The log file’s location is dependent on your system configuration and how you started RethinkDB.

If you started rethinkdb on a terminal rather than from a startup script, it will log to the rethinkdb_data directory. By default it will write to log_file but this may be overridden with the --log-file startup option.
If your Linux system uses systemd, use journalctl to view the log:

journalctl -u rethinkdb@<instance>
If you installed RethinkDB through a package manager on a system that does not use systemd, then you may have to check where it’s configured to log. It’s very likely this will be in the /var/log/ directory (i.e., /var/log/rethinkdb).

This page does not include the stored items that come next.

Issue #371, opened 2018-07-19
Neighborhoods Cards (all) - source links broken


mckinneybock:
# Story Card Request

**Project: Neighborhoods**
**Card Title: all**

The Source Links for the neighborhoods projects don't link back to the methods reports we provided in the Google doc. Here is the original document with source links provided for each card, linking back to the github repo folder that contains our methods reports/further documentation: 

https://docs.google.com/document/d/1L5FfnL9JPQV2VCSmK2W3ykk_ZWoGTch-_JHV5nJEYVc/edit

mckinneybock:
@ylee22, @arailsya, @jethard

mckinneybock:
Also, a critical point for THE SANDBOX (potentially @AraOshin, @jaronheard)

The Eviction Lab data is in Sandbox, and it needs to be cited somewhere whenever it’s called up. There is a short blurb that needs to be cited, with the following (taken from their webpage):

Any works citing Eviction Lab data should use the following citation:

This research uses data from The Eviction Lab at Princeton University, a project directed by Matthew Desmond and designed by Ashley Gromis, Lavar Edmonds, James Hendrickson, Katie Krywokulski, Lillian Leung, and Adam Porton. The Eviction Lab is funded by the JPB, Gates, and Ford Foundations as well as the Chan Zuckerberg Initiative. More information is found at evictionlab.org.
If you use this data in your research or reporting, please share it with us.

The “share with us” link heads here: https://evictionlab.org/contact/

Thanks, you all!

jaronheard:
#384 and #385 addressed.

PR #385, opened 2018-09-11
Add source link to Sandbox footer

jaronheard:
This will complete #371 by adding a data sources attribution link to the Sandbox footer.

I see this as a stop gap solution to at least cover our bases for the attribution that we need for the Eviction Labs data. Ideally, the data sources would be connected to each layer, but since we don't have that capability right now, I'm linking to our default data sources page.

### DIFF
--- a/packages/component-library/src/Footer/Footer.js
+++ b/packages/component-library/src/Footer/Footer.js
@@ -73,10 +73,7 @@ const scrollToTopClass = css`
   }
 `;
 
-const defaultAttribution = (
-  <div>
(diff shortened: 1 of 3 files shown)


packages/component-library/src/Footer/Footer.js
```diff
@@ -72,9 +73,14 @@ const scrollToTopClass = css`
   }
 `;
 
-const Footer = () => (
+const defaultAttribution = (
+  <div>
```
nrbernard: Not a big deal at all but this wrapping `div` is unnecessary.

The log may give you information as to what caused the crash.

Community support

If it doesn’t appear to be a memory issue and the log provides no clue, you can try asking for support on our official IRC channel, #rethinkdb on freenode or our Google Group. If your problem is a crash that we’ve seen before—or our users have—this may get you a quick answer.

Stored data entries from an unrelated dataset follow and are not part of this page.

Issue #387, opened 2018-09-15
Add Heat Map Component


mendozaline:
We need a heat map component. To be made with mapbox gl: https://www.mapbox.com/mapbox-gl-js/example/heatmap-layer/

Todo:
- [x] Create HeatMap component
- [x] Add HeatMap story

mendozaline:
Addressed by [#390](https://github.com/hackoregon/civic/pull/390).

Issue #166, opened 2018-05-24
Building Boom in Portland


kmorrice:
# Story Card Request

**Project: Housing 2018**
**Card Title: Building Boom in Portland**

## Description / Wireframe
![ezgif com-video-to-gif](https://user-images.githubusercontent.com/3445877/40461592-e634e6fe-5ec0-11e8-8a18-23247d76fb8e.gif)

We would like to show animations of building permits for single-family housing, multi-family housing, and ADUs. There are data going back to ~1994-1996 for each set, and we would like to feature heat maps that portray the density of permits up through 2017. We would also like to show either a bar chart or a time series indicating the number of building permits for these different categories over time. 

## Data Visualization / Design Concerns
> If you have specific design or data visualization concerns, mention them here

## Context
> Why is this important? This information will be used to prioritize and contextualize story cards.

## Data Details (APIs)

https://opendata.arcgis.com/datasets/4d04eba5e9934a26be530076cae65839_89.geojson

We need to filter on several fields, including NEW CLASS, and NEW TYPE.  

### How did we calculate this
>Description or link to GitHub description of data methodology

### See the source
>Link to API / data documentation on GitHub
>Link to original source data
http://gis-pdx.opendata.arcgis.com/datasets/residential-building-permits

danmelton:
It looks we can use the ScreenGridMap Component in the library for this card

kmorrice:
We also want to include either a bar chart or line chart that could be shown next to its respective animation. It shows the number of permits per year over time. 
![adus](https://user-images.githubusercontent.com/3445877/40857829-2db80552-6591-11e8-9727-9e0cf07e14e8.png)
![multi-family](https://user-images.githubusercontent.com/3445877/40857830-2dcf3a4c-6591-11e8-8f9b-f44435375d98.png)
![single-family](https://user-images.githubusercontent.com/3445877/40857831-2de5ae1c-6591-11e8-88ab-a35d9880fafb.png)

adpeters:
API Details:

We are defining three categories of dwellings, each with a specific filter:

Single-Family: http://service.civicpdx.org/housing-affordability/api/permits/?new_type=Single+Family+Dwelling&new_class=New+Construction&is_adu=false

Multi-Family: http://service.civicpdx.org/housing-affordability/api/permits/?new_type=Apartments/Condos,Duplex,Rowhouse,Townhouse&new_class=New+Construction&is_adu=false

[...]

PR #390, opened 2018-09-16
Issue #387 Heat Map

mendozaline:
This is the heat map component needed for issue #166. I added the component and story. I included some different color and data options to test it out.


mendozaline:
I added some default props and I agree that going forward we should follow the BaseMap and layers pattern. Hopefully deck.gl will add a true heat map layer soon and we can use that instead.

How to submit a bug report

We use Github for issue tracking: https://github.com/rethinkdb/rethinkdb/issues. If you want to report a suspected bug in RethinkDB, open an issue there.

The most important things for you to provide for us are:

The full output from rethinkdb --version, something like:
```
  rethinkdb 1.13.3 (CLANG 5.1 (clang-503.0.40))
```

The full output from uname -a, something like:

  Darwin rethink.local 13.3.0 Darwin Kernel Version 13.3.0:
  Tue Jun  3 21:27:35 PDT 2014; root:xnu-2422.110.17~1/RELEASE_X86_64 x86_64

The backtrace from the crash, if it’s available in the logs.

Other things that might be helpful to us, if you have them:

A dump of the system tables (see below)
A dump of the rethinkdb._debug_table_status table (a “hidden” table in the rethinkdb system database)
The core file, if it was dumped on crash
The data files if RethinkDB cannot restart¹
The output of rethinkdb on startup
Your cluster configuration (number of servers, basic network topology, etc.)
Information about the server:
- How much memory it has
- The file system it’s using
- Are you running RethinkDB in a VM?
- Other unusual configuration details
Is the crash reproducible, and if so, under what conditions?

Dumping the system tables

In the Data Explorer, the following command will output the contents of all the configuration/status tables and the most recent 50 lines of the logs table:

r.expr(["current_issues", "jobs", "stats", "server_config", "server_status",
"table_config", "table_status", "db_config", "cluster_config"]).map(
    [r.row, r.db('rethinkdb').table(r.row).coerceTo('array')]
).coerceTo('object').merge(
    {logs: r.db('rethinkdb').table('logs').limit(50).coerceTo('array')}
)

Setting up high availability

RethinkDB supports replication of data: every table in a database can be replicated as many times as you have servers in a cluster. Setting up replication is a simple operation with the web interface or the command line tool. For details, read Sharding and replication.

RethinkDB does not have fully automatic failover (yet), but if a server in a cluster crashes it can be manually removed from the cluster. In most cases, RethinkDB will recover from such a situation automatically. For information on this process, read Failover.

We’ll sign an NDA if necessary, and can set up an FTP server for you to transfer the file to if it’s large.